2014-07-23

by Rob Jenkins, SAP Global Center of Excellence

In my previous blog, I discussed a variety of financial planning and tax modeling requirements and the disparate analytic tools finance teams are using to achieve their objective of partnering with the business to optimize decision making. Today, I want to discuss the rise (again) of profitability and cost management software.

For more than 20 years, profitability and cost management software has served a niche in finance and operations where organizations needed to model complex business rules of cost assignment, attribution and allocation in multiple process steps using driver volumes and multi-dimensional views. These data inputs often include financial values and non-financial measures by department, account, process, customer and/or product components in multiple layers all the way down to the bill-of-materials.

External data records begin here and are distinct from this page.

PR #663, opened 2023-01-30
Feature: APP-1540 - Multisig - Proposal Duration Warnings

Fabricevladimir:
## Description

- Adds warnings for minimum duration 

Task: [APP-1540](https://aragonassociation.atlassian.net/browse/APP-1540)

## Type of change

## Checklist:

[APP-1540]: https://aragonassociation.atlassian.net/browse/APP-1540?atlOrigin=eyJpIjoiNWRkNTljNzYxNjVmNDY3MDlhMDU5Y2ZhYzA5YTRkZjUiLCJwIjoiZ2l0aHViLWNvbS1KU1cifQ


jamesej (changes requested):
Hi if you choose Specific Date & Time for Start Time, the time field doesn't update properly when you try to edit it. I'd guess the loop between the update event and the rerendering has issues.

packages/web-app/src/containers/dateTimeSelector/index.tsx
```diff
@@ -1,164 +1,37 @@
...
-    dateTimeValidator();
-  }, [utcEnd, dateTimeValidator]); //eslint-disable-line
+const DateTimeSelector: React.FC<Props> = ({
+  mode,
+  value,
+  onUtcClicked,
+  validator,
+  defaultDateOffset,
+}) => {
+  const {days, hours, minutes} = {...defaultOffsets, ...defaultDateOffset};
```
WissenIstNacht, line 40: Since these are a type `Offset` and the only place your using them is as arguments of type `Offset`, you might get by without destructuring the object. But no biggie :)

packages/web-app/src/containers/dateTimeSelector/useDateTimeSelector.ts
```diff
@@ -0,0 +1,241 @@
+// NOTE: Keeping this in the dateTimeSelector folder despite
```
WissenIstNacht: I really wouldn't. The only thing that's really going to change if you put this here is that other people will put other hooks wherever. It very much doubt that it will prevent people from forgetting this hook when using the `DateTimeSelector` as a) they will just copy existing code in the first place and b) mess it up anyway, because people just mess up lol.

Also, the file really should have a tsx ending.

packages/web-app/src/containers/setupVotingForm/tokenVoting.tsx
```diff
@@ -214,240 +111,98 @@ const SetupTokenVotingForm: React.FC<Props> = ({pluginSettings}) => {
...
+                  minDuration={{days, hours, minutes}}
                 />
-              </HStack>
-              {formState.errors?.duration?.message && (
-                <AlertInline
-                  label={formState.errors.duration.message}
-                  mode="critical"
+              ) : (
+                <>
+                  <DateTimeSelector
```
WissenIstNacht: Are you intentionally nesting this inside the `Controller` with `name="durationSwitch`? I mean, the `Duration` and `DateTimeSelector` come with their own `Controllers` already. I'm not sure if or what the implications are of nesting controllers, but it seems wrong somehow.

Edit: Same question for `Duration`, obviously.

packages/web-app/src/containers/dateTimeSelector/useDateTimeSelector.ts
```diff
@@ -0,0 +1,241 @@
...
+
+/**
+ * This is a hook that returns a validator, handlers and utilities
+ * for working with the DateTimeSelector component
+ * @param minDurationMills minimum duration as defined by the DAO settings
+ * @param minDurationAlert alert shown when the current duration is less than
+ *  the minimum duration defined by the DAO settings
+ * @returns
+ */
+export const useDateTimeSelectorValidation = (
```
WissenIstNacht: I'm struggling a bit with this one. It seems to me like all this code could just be inside the `DateTimeSelector`, no? (Obviously you'd have to pass some getters/setters between parent and child). It seems so tightly linked to the `DateTimeSelector` component that I don't really see the benefit of extracting it into a hook. I mean, you said it yourself, the component and this hook are inseparable.

WissenIstNacht (changes requested):
Thanks a lot Fabrice! Lots of good things in here. I've left some comments on structure. 

Additionally: 
a) I'm not sure where the issue comes from, but your enddates do not consider the start offset. E.g., if the current time is 10AM, the start time will be 10:10 AM but the end date will be 11am instead of 11:10AM. This is visible in the last proposal review when you just step through the flow normally.
b) I think landing on the vote setup screen has reset the times pretty much every time I did it. I don't think that should be the case.

packages/web-app/src/containers/dateTimeSelector/index.tsx
Fabricevladimir: Saves me keystrokes to destructure them 😄

packages/web-app/src/containers/dateTimeSelector/useDateTimeSelector.ts
Fabricevladimir: Got feedback on this as well from James. I can get away with the validator in `DateTimeSelector`, but the other methods, not so much, especially since most are targeting the togglers. I'll take those out and essentially copy them over in both TokenVoting & Multisig forms

packages/web-app/src/containers/setupVotingForm/tokenVoting.tsx
Fabricevladimir: This shouldn't have any effect. Saves from having to watch both toggle values.

jamesej (approved):
OK All good now thanks. Issue with timezones jumping to GMT+0 on dateTimeSelector being corrected to now from time in past now is in another ticket.

WissenIstNacht (approved):
LGTM!

PR #664, opened 2023-01-30
Feat: APP-1694 Minimum Proposal Threshold settings.

WissenIstNacht:
## Description

Allow to change the minimum proposal threshold parameter as part of the normal settings flow for MV DAOs.

Task: [1694](https://aragonassociation.atlassian.net/browse/APP-1694)

## Type of change

### DIFF
--- a/packages/web-app/src/pages/editSettings.tsx
+++ b/packages/web-app/src/pages/editSettings.tsx
@@ -227,7 +227,7 @@ const EditSettings: React.FC = () => {
     setValue('eligibilityTokenAmount', formattedProposerAmount);
     setValue('minimumTokenAmount', formattedProposerAmount);
     setValue('eligibilityType', formattedEligibilityType);
-  }, [daoSettings.minProposerVotingPower, setValue]);
+  }, [formattedEligibilityType, formattedProposerAmount, setValue]);
 
   const setCurrentGovernance = useCallback(() => {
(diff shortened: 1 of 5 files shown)


packages/web-app/src/pages/editSettings.tsx
```diff
@@ -322,6 +361,20 @@ const EditSettings: React.FC = () => {
                 </AccordionContent>
               </AccordionItem>
 
+              <AccordionItem
```
Fabricevladimir, line 364: It's slightly confusing having this as a community change when it appears under governance settings in the actions & action cards, but I'm guessing that's a design thing.

Fabricevladimir (approved):
Looks good 👍🏾

packages/web-app/src/pages/editSettings.tsx
WissenIstNacht: Horrible. But got it confirmed by Selim. The idea being that it needs to align with the DAO creation and the settings views.

jamesej (changes requested):
I came across a minor display issue in that the New Settings display has a decimal '10.0' and the Old Settings display has none
ProposeSettingsOldSettingsProposalThreshold
ProposeSettingsNewSettingsProposalThreshold
 '10'. It might be that the actual new value has a decimal rounding issue and is very slightly larger than 10.

jamesej (approved):
Thanks Vali all good now

PR #665, opened 2023-01-31
fix: App-1684

sepehr2github:
## Description

-revote button will be disabled when the proposal got rejected

Task: [App-1684](https://aragonassociation.atlassian.net/browse/APP-1684)

## Type of change

## Checklist:

### DIFF
--- a/packages/web-app/src/pages/proposal.tsx
+++ b/packages/web-app/src/pages/proposal.tsx
@@ -3,6 +3,7 @@ import {
   DaoAction,
   TokenVotingClient,
   TokenVotingProposal,
+  VotingMode,
   VotingSettings,
 } from '@aragon/sdk-client';
 import {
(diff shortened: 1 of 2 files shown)


RakeshUP (approved):
The PR is still in draft!

packages/web-app/src/pages/proposal.tsx
```diff
@@ -376,13 +378,20 @@ const Proposal: React.FC = () => {
     }
 
     // member, not yet voted
-    else if (canVote) {
+    else if (canVote && !earlyExecution) {
```
WissenIstNacht: This is not gonna work :( 
  
Because if your DAO has EE enabled. this will always evaluate to false, thereby ignoring `canVote`.

// Edit: Note that simply removing the negation will not make it work either. Because than you'd only be able to vote in a DAO with EE.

Gartner refers to this application space as Profitability Modeling and Optimization (PM&O) – part of corporate or enterprise performance management. These enterprise applications enable business users to use a point and click interface to rapidly build profitability and/or cost models and leverage built-in reports and OLAP (online analytical processing) multi-dimensional database for storage. Originally developed for activity-based costing purposes in the 1990’s, these PM&O applications have been adapted over the years to enable any methodology of complex revenue or expense allocation using a multi-dimensional database environment.

Organizations can transform source financial data where revenue and expense are typically captured in disparate dimensions into aligned, common dimensions. For example, revenue is captured by product and customer in a billing system whereas most expense is captured in the financial system by responsibility center without direct linkage to “market-facing dimensions.”

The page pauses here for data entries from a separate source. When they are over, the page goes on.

PR #669, opened 2023-02-01
Feature: Create multisig dao settings page

josemarinas:
## Description

Task: [APP-1704](https://aragonassociation.atlassian.net/browse/APP-1704)

## Type of change

## Checklist:

[APP-1704]: https://aragonassociation.atlassian.net/browse/APP-1704?atlOrigin=eyJpIjoiNWRkNTljNzYxNjVmNDY3MDlhMDU5Y2ZhYzA5YTRkZjUiLCJwIjoiZ2l0aHViLWNvbS1KU1cifQ


packages/web-app/src/components/multisigMinimumApproval/index.tsx
```diff
@@ -0,0 +1,124 @@
...
+  const {t} = useTranslation();
+  const {control, setValue} = useFormContext();
+  const [multisigWallets, multisigMinimumApprovals] = useWatch({
+    name: ['multisigWallets', 'multisigMinimumApprovals'],
+    control: control,
+  });
+
+  useEffect(() => {
+    if (multisigMinimumApprovals > multisigWallets.length) {
+      setValue('multisigMinimumApprovals', multisigWallets.length);
```
sepehr2github: In the Controller component, there is a maximum prop that you can set to handle the limitation you need but this method is correct as well ;D

packages/web-app/src/components/multisigMinimumApproval/index.tsx
```diff
@@ -0,0 +1,124 @@
...
+      <Label
+        label={t('labels.minimumApproval')}
+        helpText={t('createDAO.step4.minimumApprovalSubtitle')}
+      />
+      <Controller
+        name="multisigMinimumApprovals"
+        control={control}
+        defaultValue={Math.ceil(multisigWallets.length / 2)}
+        rules={{
+          validate: value => validateminimumApprovals(value),
```
sepehr2github: It's better to return a proper message that will consider an error and show at as inline Alert

packages/web-app/src/components/multisigMinimumApproval/index.tsx
```diff
@@ -0,0 +1,124 @@
...
+                  placeholder={t('placeHolders.daoName')}
+                />
+              </div>
+
+              <div className="flex flex-1 items-center">
+                <LinearProgressContainer>
+                  <LinearProgress max={multisigWallets.length} value={value} />
+                  <ProgressBarTick />
+                  <ProgressInfo>
+                    {multisigMinimumApprovals !== multisigWallets.length && (
```
sepehr2github: This would be an improvement and nothing more but these two conditions could be merged together!

sepehr2github (commented):
Thanks, Jose! Seems good but some minor changes needed

packages/web-app/src/components/multisigMinimumApproval/index.tsx
josemarinas: oh I didnt know I'll do it that way

packages/web-app/src/components/multisigMinimumApproval/index.tsx
josemarinas: 👍

packages/web-app/src/components/multisigMinimumApproval/index.tsx
josemarinas: I believe this is already fixed with the min max in the input so i dont see use for the validation here

packages/web-app/src/components/multisigMinimumApproval/index.tsx
```diff
@@ -0,0 +1,113 @@
...
+  return (
+    <>
+      <Label
+        label={t('labels.minimumApproval')}
+        helpText={t('createDAO.step4.minimumApprovalSubtitle')}
+      />
+      <Controller
+        name="multisigMinimumApprovals"
+        control={control}
+        defaultValue={Math.ceil(multisigWallets.length / 2)}
```
Fabricevladimir: The math is slightly off here because for every even number, this will return half of that number. For ex: `Math.ceil(4 / 2)` will return 2 instead of 3 (which is the correct number since the majority is defined as >50%)

packages/web-app/src/components/multisigMinimumApproval/index.tsx
```diff
@@ -0,0 +1,113 @@
...
+                        }}
+                      >
+                        {value}
+                      </p>
+                    ) : (
+                      <p className="font-bold text-right text-primary-500">
+                        {value}
+                      </p>
+                    )}
+                    <p className="text-ui-600 ft-text-sm">
```
Fabricevladimir, line 93: When we hit 100% approval, the label `Addresses` drops down into the linear progress bar. 

Also, there shouldn't be a grey bar inside the linear progress. I think it's for MJ Voting support threshold only.


image

Fabricevladimir (changes requested):
Thanks! Left a couple of comments.

packages/web-app/src/components/multisigMinimumApproval/index.tsx
```diff
@@ -16,7 +16,13 @@ export const MultisigMinimumApproval = () => {
     name: ['multisigWallets', 'multisigMinimumApprovals'],
     control: control,
   });
-
+  const computeDefaultValue = () => {
+    const ceiledApprovals = Math.ceil(multisigWallets.length / 2);
+    if (ceiledApprovals % 2) {
```
Fabricevladimir: ~~I think you need to check if the wallet length is odd or even first. If it's even, divide it by 2 and add one.~~
~~If it's odd, ceil the the value after dividing by two.~~ 

As it stands currently, if we have 1 wallet for example, `ceiledApprovals` will be 1, and because `ceiledApprovals % 2` will return 1 (a truthy value), we will add 1 to `ceiledApprovals` making the final value 2.

EDIT: I just realized you're doing the same thing since you're adding to what was previously odd. 1 is just a special case since it's odd, but adding 1 to it breaks your DAO

josemarinas: I think the condition is reversed, when its even I should add 1, when its odd I shouldnt

Fabricevladimir (approved):

sepehr2github (approved):
Thanks For the changes!

Fabricevladimir (approved):

PR #678, opened 2023-02-04
Feature: APP-1542 - Multisig DAO - Proposal Gating

Fabricevladimir:
## Description

- Gates proposal creation based on membership and DAO settings 

Task: [APP-1542](https://aragonassociation.atlassian.net/browse/APP-1542)

## Type of change

## Checklist:

[APP-1542]: https://aragonassociation.atlassian.net/browse/APP-1542?atlOrigin=eyJpIjoiNWRkNTljNzYxNjVmNDY3MDlhMDU5Y2ZhYzA5YTRkZjUiLCJwIjoiZ2l0aHViLWNvbS1KU1cifQ

### DIFF
--- a/packages/web-app/src/components/protectedRoute/index.tsx
+++ b/packages/web-app/src/components/protectedRoute/index.tsx
@@ -74,12 +74,17 @@ const ProtectedRoute: React.FC = () => {
   ]);
 
   const gateMultisigProposal = useCallback(() => {
-    if ((daoSettings as MultisigVotingSettings).onlyListed === false)
+    if ((daoSettings as MultisigVotingSettings).onlyListed === false) {
       close('gating');
-
-    if (filteredMembers.length === 0 && !membersAreLoading) open('gating');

This transformation can incorporate robust rule sets that are visually depicted and easily maintained while accommodating large data sets. These types of models would be onerous to build, document, and maintain in spreadsheet software or would require IT to build a custom OLAP application with user interfaces and reporting tools.

Planning systems can be configured to import actual data and apply complex rule sets though the interface and dimensional data model are not pre-configured for multi-step, activity-based cost allocation purposes.

Integrating planning systems with profitability and tax impact modeling

PM&O applications can easily handle integrating budget, forecast or other scenario data using the version dimension. This enables alignment of planned financial data with actual results for revenue and cost following the mapping from resource center or account to process all the way to customer, product or other business dimension. Planned data can include financial data and driver-volumes or different capacity estimates if changes in operations or efficiencies are targeted.

PM&O applications have seen a recent resurgence given the applicability to modeling detailed operational transfer pricing rules. These rules are structurally very similar to activity-based methods and include robust, multi-step, driver-based allocation of shared cost pools along with the capability to model the detailed supply chain process steps and the tax impact based on jurisdiction, rates, etc

These applications can provide one integrated financial modeling solution that serves both FP&A and corporate tax enabling collaboration on inputs, rules and a single source of truth. With the proper configuration, an implementation team can create an accurate, documented view of pre-tax product / customer margin based on the true “economic map” of the business along with a tax-impacting process view of transfer prices, debt location, IP royalties and passive income.

The calculations can include actual results and “what-if” scenarios for the executive team to strategically organize global resources and operations.

So while taxes are a certainty, corporations will continue to deploy capital to maximize after-tax return on investment and finance organizations will be able to continue to use technology to be a strategic partner in modeling decisions and optimizing outcomes.

I’d like to hear your thoughts…where do you see financial analytics software heading given the convergence of planning, profitability and operational transfer pricing?